◆ **TASK DETAILS**
Go through the entries below and return every line that contains "shown".
(RECORDED INFORMATION begins)
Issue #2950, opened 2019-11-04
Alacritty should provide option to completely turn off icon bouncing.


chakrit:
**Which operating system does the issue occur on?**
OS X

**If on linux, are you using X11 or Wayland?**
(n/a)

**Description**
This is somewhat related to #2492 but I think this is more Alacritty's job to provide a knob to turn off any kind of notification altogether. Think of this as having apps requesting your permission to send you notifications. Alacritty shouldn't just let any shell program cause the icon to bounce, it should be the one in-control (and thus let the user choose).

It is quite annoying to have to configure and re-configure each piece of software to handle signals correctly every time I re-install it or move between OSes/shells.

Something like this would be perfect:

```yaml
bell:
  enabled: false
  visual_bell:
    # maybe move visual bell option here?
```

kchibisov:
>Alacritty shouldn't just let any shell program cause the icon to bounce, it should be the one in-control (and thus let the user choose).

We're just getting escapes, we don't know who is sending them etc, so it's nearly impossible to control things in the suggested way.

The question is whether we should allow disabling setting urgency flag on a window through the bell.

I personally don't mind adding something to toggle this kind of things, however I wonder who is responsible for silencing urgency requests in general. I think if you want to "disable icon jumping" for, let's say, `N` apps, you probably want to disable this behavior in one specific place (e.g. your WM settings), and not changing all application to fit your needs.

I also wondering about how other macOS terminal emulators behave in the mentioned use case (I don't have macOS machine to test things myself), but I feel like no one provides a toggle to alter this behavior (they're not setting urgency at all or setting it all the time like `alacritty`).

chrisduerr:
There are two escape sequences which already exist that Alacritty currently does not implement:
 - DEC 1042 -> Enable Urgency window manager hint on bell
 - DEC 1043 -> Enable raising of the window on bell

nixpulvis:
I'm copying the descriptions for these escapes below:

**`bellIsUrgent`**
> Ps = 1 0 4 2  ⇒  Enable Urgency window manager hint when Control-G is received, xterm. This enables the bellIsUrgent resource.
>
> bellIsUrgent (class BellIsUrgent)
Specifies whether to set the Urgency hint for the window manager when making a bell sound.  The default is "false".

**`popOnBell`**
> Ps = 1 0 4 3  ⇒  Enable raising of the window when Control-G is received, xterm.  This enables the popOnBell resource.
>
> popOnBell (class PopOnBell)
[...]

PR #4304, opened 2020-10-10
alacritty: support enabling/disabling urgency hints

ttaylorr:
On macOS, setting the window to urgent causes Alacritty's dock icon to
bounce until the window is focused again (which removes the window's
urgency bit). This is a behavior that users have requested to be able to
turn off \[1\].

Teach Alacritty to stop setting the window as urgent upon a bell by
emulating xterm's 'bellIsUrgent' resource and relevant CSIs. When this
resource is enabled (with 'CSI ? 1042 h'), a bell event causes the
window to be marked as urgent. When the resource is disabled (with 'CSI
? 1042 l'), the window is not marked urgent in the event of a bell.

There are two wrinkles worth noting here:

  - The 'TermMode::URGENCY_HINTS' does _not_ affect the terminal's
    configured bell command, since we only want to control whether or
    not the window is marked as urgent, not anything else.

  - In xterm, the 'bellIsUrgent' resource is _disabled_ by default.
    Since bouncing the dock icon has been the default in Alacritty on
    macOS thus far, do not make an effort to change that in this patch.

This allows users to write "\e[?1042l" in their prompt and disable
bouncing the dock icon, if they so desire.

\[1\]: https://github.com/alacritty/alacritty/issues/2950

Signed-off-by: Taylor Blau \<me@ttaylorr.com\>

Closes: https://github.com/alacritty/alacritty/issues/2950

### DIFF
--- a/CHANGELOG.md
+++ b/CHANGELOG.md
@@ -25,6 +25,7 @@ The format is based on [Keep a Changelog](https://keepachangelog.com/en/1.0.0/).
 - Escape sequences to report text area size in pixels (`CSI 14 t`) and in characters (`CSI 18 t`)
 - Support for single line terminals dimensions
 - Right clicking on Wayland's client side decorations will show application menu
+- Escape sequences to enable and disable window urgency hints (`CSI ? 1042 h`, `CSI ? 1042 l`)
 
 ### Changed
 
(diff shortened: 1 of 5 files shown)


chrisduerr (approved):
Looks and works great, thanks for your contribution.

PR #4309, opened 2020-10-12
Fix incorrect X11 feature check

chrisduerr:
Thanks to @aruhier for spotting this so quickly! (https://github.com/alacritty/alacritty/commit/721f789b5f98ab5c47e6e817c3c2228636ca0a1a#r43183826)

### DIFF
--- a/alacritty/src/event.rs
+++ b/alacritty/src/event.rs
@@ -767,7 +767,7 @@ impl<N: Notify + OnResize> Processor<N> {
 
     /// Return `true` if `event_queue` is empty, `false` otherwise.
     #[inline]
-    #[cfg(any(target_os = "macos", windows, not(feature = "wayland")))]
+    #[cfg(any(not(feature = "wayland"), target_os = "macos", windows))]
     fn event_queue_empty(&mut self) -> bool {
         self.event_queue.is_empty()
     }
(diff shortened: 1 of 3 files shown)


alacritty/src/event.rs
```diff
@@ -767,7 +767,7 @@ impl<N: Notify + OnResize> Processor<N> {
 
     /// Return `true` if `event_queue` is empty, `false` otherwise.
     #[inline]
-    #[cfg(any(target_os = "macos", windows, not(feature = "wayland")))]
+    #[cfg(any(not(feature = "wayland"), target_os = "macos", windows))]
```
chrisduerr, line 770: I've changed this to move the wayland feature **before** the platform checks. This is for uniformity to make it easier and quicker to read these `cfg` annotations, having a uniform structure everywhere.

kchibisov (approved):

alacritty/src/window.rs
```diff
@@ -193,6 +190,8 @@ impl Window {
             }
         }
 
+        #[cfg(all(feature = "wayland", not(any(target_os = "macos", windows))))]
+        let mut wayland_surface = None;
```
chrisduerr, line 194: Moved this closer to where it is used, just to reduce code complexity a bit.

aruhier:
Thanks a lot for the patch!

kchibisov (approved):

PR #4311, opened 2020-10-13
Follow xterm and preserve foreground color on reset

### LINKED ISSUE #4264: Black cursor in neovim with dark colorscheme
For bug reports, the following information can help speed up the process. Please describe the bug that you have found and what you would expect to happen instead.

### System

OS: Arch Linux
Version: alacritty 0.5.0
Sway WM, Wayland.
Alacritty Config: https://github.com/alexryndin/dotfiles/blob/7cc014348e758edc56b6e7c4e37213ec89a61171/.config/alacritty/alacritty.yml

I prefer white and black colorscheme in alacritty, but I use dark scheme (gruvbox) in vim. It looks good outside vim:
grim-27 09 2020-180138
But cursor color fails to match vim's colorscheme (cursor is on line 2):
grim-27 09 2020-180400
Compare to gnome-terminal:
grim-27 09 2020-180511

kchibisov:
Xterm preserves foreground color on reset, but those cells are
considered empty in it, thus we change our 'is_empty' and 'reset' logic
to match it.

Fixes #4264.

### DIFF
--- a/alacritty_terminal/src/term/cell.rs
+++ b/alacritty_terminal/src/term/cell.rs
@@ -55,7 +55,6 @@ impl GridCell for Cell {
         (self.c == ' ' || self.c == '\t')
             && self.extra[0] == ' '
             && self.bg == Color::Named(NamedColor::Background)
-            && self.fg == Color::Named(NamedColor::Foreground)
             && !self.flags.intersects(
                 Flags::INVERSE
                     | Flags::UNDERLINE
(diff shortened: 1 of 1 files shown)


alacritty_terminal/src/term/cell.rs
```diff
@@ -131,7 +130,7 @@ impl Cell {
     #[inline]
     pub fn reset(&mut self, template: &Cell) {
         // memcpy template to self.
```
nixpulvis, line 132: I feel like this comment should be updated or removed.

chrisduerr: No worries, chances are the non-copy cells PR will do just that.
(RECORDED INFORMATION ends)
◆ **RESPONSE BOX**
(diff shortened: 1 of 5 files shown)
(diff shortened: 1 of 3 files shown)
(diff shortened: 1 of 1 files shown)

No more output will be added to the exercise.